What to produce.
When you have read the listing, copy all of it without any change.

Start of Dataset records

PR #8852, opened 2025-11-10
Add TS lint for invalid void type

jtran:
See article explaining why void in a union is so bad: https://wolfgirl.dev/blog/2025-10-22-4-unconventional-ways-to-cast-in-typescript/

At least one other lint from the article will be incoming in a follow-up PR.

### DIFF
--- a/src/lib/layout/types.ts
+++ b/src/lib/layout/types.ts
@@ -47,7 +47,7 @@ export enum ActionType {
 }
 
 export type ActionTypeDefinition = {
-  execute: () => void | (() => Promise<void>)
+  execute: () => void
   /** A custom hook for the Action to detect if it should be enabled */
   useDisabled?: () => string | undefined
   shortcut?: string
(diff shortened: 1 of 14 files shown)


lee-at-zoo-corp (approved):
Nice. I believe at one point if this wasn't `Promise<void>` you'd have to be explicit about `undefined` being returned. Maybe something changed, or we'd been doing something wrong the whole time?

src/lib/layout/types.ts
```diff
@@ -47,7 +47,7 @@ export enum ActionType {
 }
 
 export type ActionTypeDefinition = {
-  execute: () => void | (() => Promise<void>)
+  execute: () => void
```
jtran, line 50: @franknoirot, this parsed as `() => (void | (() => Promise<void>))`. I'm guessing that what was actually meant was `(() => void) | (() => Promise<void>)`. But if I changed it to that, tsc or tslint complained that we weren't awaiting promises. So I opted to just delete it since nothing used that.

pierremtb (approved):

End of Dataset records

Your response.
PR #8852, opened 2025-11-10
Add TS lint for invalid void type

jtran:
See article explaining why void in a union is so bad: https://wolfgirl.dev/blog/2025-10-22-4-unconventional-ways-to-cast-in-typescript/

At least one other lint from the article will be incoming in a follow-up PR.

### DIFF
--- a/src/lib/layout/types.ts
+++ b/src/lib/layout/types.ts
@@ -47,7 +47,7 @@ export enum ActionType {
 }
 
 export type ActionTypeDefinition = {
-  execute: () => void | (() => Promise<void>)
+  execute: () => void
   /** A custom hook for the Action to detect if it should be enabled */
   useDisabled?: () => string | undefined
   shortcut?: string
(diff shortened: 1 of 14 files shown)


lee-at-zoo-corp (approved):
Nice. I believe at one point if this wasn't `Promise<void>` you'd have to be explicit about `undefined` being returned. Maybe something changed, or we'd been doing something wrong the whole time?

src/lib/layout/types.ts
```diff
@@ -47,7 +47,7 @@ export enum ActionType {
 }
 
 export type ActionTypeDefinition = {
-  execute: () => void | (() => Promise<void>)
+  execute: () => void
```
jtran, line 50: @franknoirot, this parsed as `() => (void | (() => Promise<void>))`. I'm guessing that what was actually meant was `(() => void) | (() => Promise<void>)`. But if I changed it to that, tsc or tslint complained that we weren't awaiting promises. So I opted to just delete it since nothing used that.

pierremtb (approved):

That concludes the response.